Proof by induction that $2^n \gt n^k$ How do I prove using induction that if $k$ is a natural number, then $2^n \gt n^k$ for all $n \geq k^2 + 1$, where $n$ is also a natural number? 
 A: If found only this proof, which is rather cumbersome. I hoppe that I did not make mistake there and that someone will come up with a more elegant solution.
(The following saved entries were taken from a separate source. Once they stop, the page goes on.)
PR #736, opened 2023-08-22
fix(unikraft): Hardcode language libraries before libcs

craciunoiuc:
### Prerequisite checklist

### Description of changes

This commit hardcodes all known language libraries that need to sit before musl/newlib.
This is a temporary fix as mentioned in the comment above them.
Before that is fixed, all libraries known to cause problems should be added here.

### DIFF
--- a/unikraft/app/application.go
+++ b/unikraft/app/application.go
@@ -347,6 +347,29 @@ func (app application) MakeArgs(tc target.Target) (*core.MakeArgs, error) {
 		unformattedLibraries[k] = v
 	}
 
+	// Add language libraries that we know require a specific ordering.
+	// Currently, these are C++-related libraries. Others may be added as required.
+	if unformattedLibraries["libcxxabi"] != nil {
+		libraries = append(libraries, unformattedLibraries["libcxxabi"].Path())
+		delete(unformattedLibraries, "libcxxabi")
+	}
+	if unformattedLibraries["libcxx"] != nil {
+		libraries = append(libraries, unformattedLibraries["libcxx"].Path())
+		delete(unformattedLibraries, "libcxx")
+	}
+	if unformattedLibraries["libunwind"] != nil {
+		libraries = append(libraries, unformattedLibraries["libunwind"].Path())
+		delete(unformattedLibraries, "libunwind")
+	}
+	if unformattedLibraries["compiler-rt"] != nil {
+		libraries = append(libraries, unformattedLibraries["compiler-rt"].Path())
+		delete(unformattedLibraries, "compiler-rt")
+	}
+	if unformattedLibraries["libgo"] != nil {
+		libraries = append(libraries, unformattedLibraries["libgo"].Path())
+		delete(unformattedLibraries, "libgo")
+	}
+
 	// All supported libCs right now
 	if unformattedLibraries["musl"] != nil {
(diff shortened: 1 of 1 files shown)


unikraft/app/application.go
```diff
@@ -347,6 +347,24 @@ func (app application) MakeArgs(tc target.Target) (*core.MakeArgs, error) {
 		unformattedLibraries[k] = v
 	}
 
+	// All known language libraries right now
```
razvand: This comment seems a bit cryptic to me. What does it mean?

razvand (commented):
Left a small comment.

unikraft/app/application.go
craciunoiuc: Basically, all libraries that are needed to compile different languages usually sit in front of libc.

`known` -> all that I know of 😅

razvand: I would suggest a fuller comment such as "Add language libraries that we know require a specific ordering. Currently, these are C++-related libraries. Other may be added as required."

StefanJum: `usually sit` sounds very scary. Basically, if we do this there is no (easy) way to change the libraries ordering (placing a libc in front of a language library), right?

Is there a reason to change the library ordering from the `kraftkit` internals? Why not just go with the ordering from the `kraft.yaml` file? That sounds to me like the easiest way to go, leave some control to the user, do not hardcode library ordering from within kraftkit.

unikraft/app/application.go
```diff
@@ -347,6 +347,25 @@ func (app application) MakeArgs(tc target.Target) (*core.MakeArgs, error) {
 		unformattedLibraries[k] = v
 	}
 
+	// Add language libraries that we know require a specific ordering.
+	// Currently, these are C++-related libraries. Other may be added as required
```
razvand:
```suggestion
	// Currently, these are C++-related libraries. Others may be added as required.
```

unikraft/app/application.go
razvand: @StefanJum , as in the PR comment: " This is a temporary fix as mentioned in the comment above them."

@craciunoiuc , I would add some "FIXME" or "TODO" item in front of the comment, together with the sentence "This is a temporary fix", as something to be handled properly in the future.

craciunoiuc: there is a previous todo in there above
image

craciunoiuc: @StefanJum because the libraries in the `kraft.yaml` are saved in a map so the order is not preserved

craciunoiuc: Alex wants us to parse the dependency chain in unikraft and detect the order from there

razvand (approved):
Thanks, @craciunoiuc. This is OK with me.

Reviewed-by: Razvan Deaconescu <razvand@unikraft.io>

StefanJum:
Should we also add [`libgo`](https://github.com/unikraft/lib-libgo) to the list (it's also put [before the libc](https://github.com/unikraft/app-helloworld-go/blob/staging/Makefile#L4))?

craciunoiuc:
sure thing

craciunoiuc:
added

StefanJum (approved):
All good now, thanks.
Reviewed-by: Stefan Jumarea <stefanjumarea02@gmail.com>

Lemma 1: $2^k\ge k^2$ for any $k\ge 4$.
EDIT: In the comments you can find a nice combinatorial argument provided by Aryabhata which works for $k\ge5$.
Proof by induction: $1^\circ$ For $k=4$ the equality holds.
$2^\circ$ Suppose that the lemma holds for $k$. For $k+1$ we get
$2^{k+1}=2\cdot2^k \ge \left(\frac{k+1}k\right)^2\cdot k^2 = (k+1)^2$
(since $\frac{k+1}k =1+\frac1k \le \frac 54 \le \sqrt 2$)
Lemma 2: $\left(1+\frac1{k^2}\right)^k < 2$ for $k\ge 2$.
We know that $\left(1+\frac1{k^2}\right)^{k^2} < 3$ (see here and
here, you can find this in many introductory calculus textbooks) which means that $\left(1+\frac1{k^2}\right)^k < 3^{1/k} \le
2$.

Claim: If $n=k^2+t$ for some positive integer $t$ and $k\ge 2$
then $2^n>n^k$.
Induction on $t$.
$1^\circ$ For $t=1$. If $k\ge 4$ then we have $2^k\ge k^2$
$\Rightarrow$ $2^{k^2}\ge(k^2)^k$. If we multiply this inequality by
$2>\left(\frac{k^2+1}{k^2}\right)^k$, which we know from Lemma 2, we get $2^n>n^k$. For $k=2,3$ we can verify this by hand.
$2^\circ$ Suppose that $n=k^2+t+1$ and the claim holds for $t$, i.e., we have
$$2^{k^2+t}>(k^2+t)^k$$
We also get $\left(\frac{k^2+t+1}{k^2+t}\right)^k = \left(1+\frac1{k^2+t}\right)^k \le
\left(1+\frac1{k^2}\right)^k < 2$.
By multiplying these two inequatities we get
$$2^{k^2+t+1}>(k^2+t+1)^k$$
$$2^n>n^k$$

The only remaining case is $k=1$, in which case the claim $n\ge 2$ $\Rightarrow$ $2^n>n$ can be shown by induction.
A: If you really want to use induction, then you might use this lemma I came up across with by playing a little with your inequality :)
Lemma 1 :
$ \left( 1+\frac{1}{n} \right)^k < 2 $ for $ k \geq 1 $ ( that means $n \geq 2$ )
Proof of Lemma 1 :
By the convexity of $exp$, we know that $1+\frac{1}{n} < e^{\frac{1}{n}}$, and so $ \left( 1+\frac{1}{n} \right)^k < e^{\frac{k}{n}} $.
It suffices then to prove that $ \ln 2 - \frac{k}{n} > 0 $, which is immediate because $\ln 2 - \frac{k}{n} \geq \ln 2 - \frac{\sqrt{n-1}}{n} = \ln2 - \sqrt{\frac{1}{n} - \frac{1}{n^2}}$ and $x \to \frac{1}{x}-\frac{1}{x^2}$ is a decreasing function on $[2,+\infty[$, so $\ln 2 - \sqrt{ \frac{1}{n} - \frac{1}{n^2} } \geq \ln 2 - \frac{1}{2} > 0$, which completes the proof. 
A: First prove it for $n=k^2 + 1$, and then use induction to show that it holds for all further $n$. The base case itself now involves only $k$, and can perhaps be proved by induction on $k$.